When you started the band did you do so with a clear intent of what kind of music you wanted to play? How hard was it to come up with a sound all your own?
David T. Chastain: I more or less write the music I write and it sounds the way it does. Nothing is pre-planned as far as the writing goes. It just happens. I think the music is different and then when you add in Leather’s unique voice it is quite different than any other band. When you hear Chastain you know it is Chastain. You certainly don’t say that it sounds like another major band. I write music with scales that are a little different than a lot of bands. My personal influences are all over the place. From Black Sabbath to Allan Holdsworth to Iron Maiden to Allman Brothers to AC/DC to Bach. So quite a canvas of music to draw from.

Something I have often wondered about is if you feel that you are part of something bigger and greater when you play in a band, that you are part of a movement sort of?
David T. Chastain: Playing with a group of people is different than putting out a solo Cd. A band has many opinions, ideas and goals. Sometimes that works out great whereas a solo Cd has a single viewpoint and can be much more focused. I have both so I can see it from both theories. In a perfect world all the musicians would be on the same page in all aspects.

When you play the sort of music you play do you feel that you can have whatever you like as art work for the cover of your album? What is a great album cover to you?
David T. Chastain: I prefer modern commuter generated art whereas our European label Pure Steel Records definitely likes the more traditional illustration art. Therefore we usually have different covers for the US and Europe. No big deal. In the old days of Lps the cover art was much more important. I think it is less so today. Speaking personally I have never bought an album for the cover. I have never not bought an album from a band I like because I didn’t like the cover. So to me, it really doesn’t matter in my purchasing patterns be it the best cover ever or the worst.

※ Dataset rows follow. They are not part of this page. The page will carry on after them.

PR #4343, opened 2026-03-16
✨  NextJS- addNextjsError component

BeltranBulbarellaDD:
## Motivation

This PR adds error reporting support to `@datadog/browser-rum-nextjs` for the App Router. 

## Changes

**packages/rum-nextjs**
  - Added `addNextjsError(error, errorInfo?)` — a new public API, mirroring `addReactError` from `rum-react`, for reporting errors from Next.js App Router error boundaries (`error.tsx`, `global-error.tsx`) and from createRoot's onUncaughtError / onRecoverableError hooks
  - Refactored `nextjsPlugin` to use `addError` instead of `addEvent`, aligning with how reactPlugin works
  - Exported `addNextjsError` from the package entry point

  **packages/core**
  - Added `'nextjs error'` as a valid `createHandlingStack` type

  **test/apps/nextjs**
  - Added App Router test pages: `/error-test`, `/error-test/server-error`, `/global-error-test`, and `global-error.tsx` to exercise client, server digest, and global error scenarios

  **test/e2e**
  - Added E2E scenarios covering:
    - Client-side error reported via `addNextjsError`
    - Server error with digest reported via `addNextjsError`
    - Global error via `global-error.tsx`
  - Error scenarios scoped to App Router only

## Test instructions

You can build the test app:
`yarn install && yarn build && yarn build:apps
  cd test/apps/nextjs/
  yarn dev
`

## Checklist

- [X] Tested locally
- [ ] Tested on staging

### DIFF
--- a/packages/rum-nextjs/src/domain/error/addNextjsError.ts
+++ b/packages/rum-nextjs/src/domain/error/addNextjsError.ts
@@ -3,6 +3,25 @@ import type { Context } from '@datadog/browser-core'
 import type { ErrorInfo } from 'react'
 import { onRumStart } from '../nextjsPlugin'
 
+/**
+ * Add a Next.js error to the RUM session.
+ *
+ * @category Error
+ * @example
+ * ```ts
+ * // app/error.tsx (or app/global-error.tsx)
+ * 'use client'
+ * import { useEffect } from 'react'
+ * import { addNextjsError } from '@datadog/browser-rum-nextjs'
+ *
+ * export default function Error({ error }: { error: Error & { digest?: string } }) {
+ *   useEffect(() => {
+ *     addNextjsError(error)
+ *   }, [error])
+ *   return <div>Something went wrong</div>
+ * }
+ * ```
+ */
 export function addNextjsError(error: Error & { digest?: string }, errorInfo?: ErrorInfo) {
   const handlingStack = createHandlingStack('nextjs error')
   const startClocks = clocksNow()


test/apps/nextjs/app/error-test/clientErrorThrower.tsx
amortemousque, line 1: **🥜 nitpick:** ‏Do we need to isolate clientErrorThrower?
It’s only used in page.tsx. Keeping the code directly in page.tsx would simplify the structure.

test/e2e/scenario/nextjsPlugin.scenario.ts
```diff
@@ -197,3 +198,71 @@ test.describe('nextjs - router', () => {
...
+      .run(async ({ page, flushEvents, intakeRegistry, withBrowserLogs }) => {
+        await page.click('text=Go to Error Test')
+        await page.waitForURL(`**${viewPrefix}/error-test`)
+
+        await page.click('[data-testid="trigger-error"]')
+        await page.waitForSelector('[data-testid="error-boundary"]')
+
+        await flushEvents()
+
+        // React StrictMode double-fires useEffect in dev mode, so we may get 2 errors
```
amortemousque, line 218: **❓ question:** ‏Any reason to use dev mode?

packages/rum-nextjs/src/domain/nextjsPlugin.ts
```diff
@@ -24,11 +24,11 @@ export function nextjsPlugin(): NextjsPlugin {
...
     },
-    onRumStart({ addEvent }) {
-      globalAddEvent = addEvent
-      if (addEvent) {
-        for (const subscriber of onRumStartSubscribers) {
-          subscriber(addEvent)
+    onRumStart({ addError }) {
+      globalAddError = addError
+      for (const subscriber of onRumStartSubscribers) {
+        if (addError) {
```
amortemousque: **💬 suggestion:** ‏Put this check outside of the loop

packages/rum-nextjs/src/domain/error/addNextjsError.ts
```diff
@@ -0,0 +1,24 @@
...
+  onRumStart((addError) => {
+    callMonitored(() => {
+      addError({
+        error,
+        handlingStack,
+        componentStack: errorInfo?.componentStack ?? undefined,
+        startClocks,
+        context: {
+          ...(error as Error & { dd_context?: Context }).dd_context,
+          ...(error.digest && { nextjs: { digest: error.digest } }),
```
amortemousque, line 37: **❓ question:** ‏Should `nextjs.digest` part of the `rum-evens-format`

test/e2e/scenario/nextjsPlugin.scenario.ts
BeltranBulbarellaDD: In local we use dev and in the CI we use the prod one. I thought it would cover all cases but we could just do prod. WDYT?

amortemousque: Shouldn’t this double fire also happen with the React plugin? How do we handle it there?

BeltranBulbarellaDD: Yeah we do the same "optimistic check" this is what React does:
`toBeGreaterThan(0)`

packages/rum-nextjs/src/domain/error/addNextjsError.ts
```diff
@@ -0,0 +1,24 @@
+import { callMonitored, clocksNow, createHandlingStack } from '@datadog/browser-core'
+import type { Context } from '@datadog/browser-core'
+import type { ErrorInfo } from 'react'
+import { onRumStart } from '../nextjsPlugin'
+
+export function addNextjsError(error: Error & { digest?: string }, errorInfo?: ErrorInfo) {
```
mormubis, line 25: `addReactError` has a JSDoc with a usage example. What do you think about adding one here too? It's a public API and it would help people know where to call it from (`useEffect` in `error.tsx`, `createRoot` hooks, etc.).

packages/rum-nextjs/src/domain/error/addNextjsError.ts
```diff
@@ -0,0 +1,24 @@
...
+  const handlingStack = createHandlingStack('nextjs error')
+  const startClocks = clocksNow()
+  onRumStart((addError) => {
+    callMonitored(() => {
+      addError({
+        error,
+        handlingStack,
```
mormubis, line 32: The `?? undefined` only matters if `componentStack` can be `null`. React typings do allow it, but is that actually possible here?

BeltranBulbarellaDD: I think so, typescript complains because of:
`interface ErrorInfo {
        /**
         * Captures which component contained the exception, and its ancestors.
         * 
         */
        componentStack?: string | null;
    }
  `

test/e2e/scenario/nextjsPlugin.scenario.ts
amortemousque: Okay so you can keep it like this :)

I have a great fear that the change in how people consume music today will eventually kill music as we know it. What is your opinion on digital verses physical? Is digital killing music?
David T. Chastain: It already has to a certain degree. There is so many illegal download sites that it is impossible to fight them. Most are located in Russia which is intent on stealing everything it can. On a new release we find that it is available on the illegal download sites well before the legal sites. Fortunately many people in metal still like to own a Cd or Lp so that helps to some degree. If I was a new musician starting out today it would be extremely hard to make a living as a musician. In the “old days” there was some bootleg Cds floating around but that wasn’t a big problem in metal.

Is the era of great arena tours as thing of yester? What kind live scene is there for bands like yours? What does the touring circuit look like today?
David T. Chastain: I stopped trying to tour quite sometime ago. I much prefer to stay in the studio and write and record material. Leather, Chastain’s vocalist, loves to tour and she has been going out and doing concerts around the world playing mainly CHASTAIN songs. She says she has been getting amazing feedback.

When you play live is it a happening or do you see it more as a party?
David T. Chastain: When I played live it was always a serious endeavor. Afterwards if there were some fans, especially female fans, that wanted to get together and hangout with the band that was cool… time permitting. Usually you have to pack up and move on to the next town. Chastain was never known as a party band.

What would you like to see the future bring?
David T. Chastain: I would like to see the end of piracy in music but I expect it to only get worse. Personally I would like to continue writing material that I think is relevant to myself and the fans. I never did this to get rich but fortunately I have been able to make a living in the music business my entire adult life… so I am very fortunate in that aspect! The most any of us can do it hope for the best and enjoy yourself.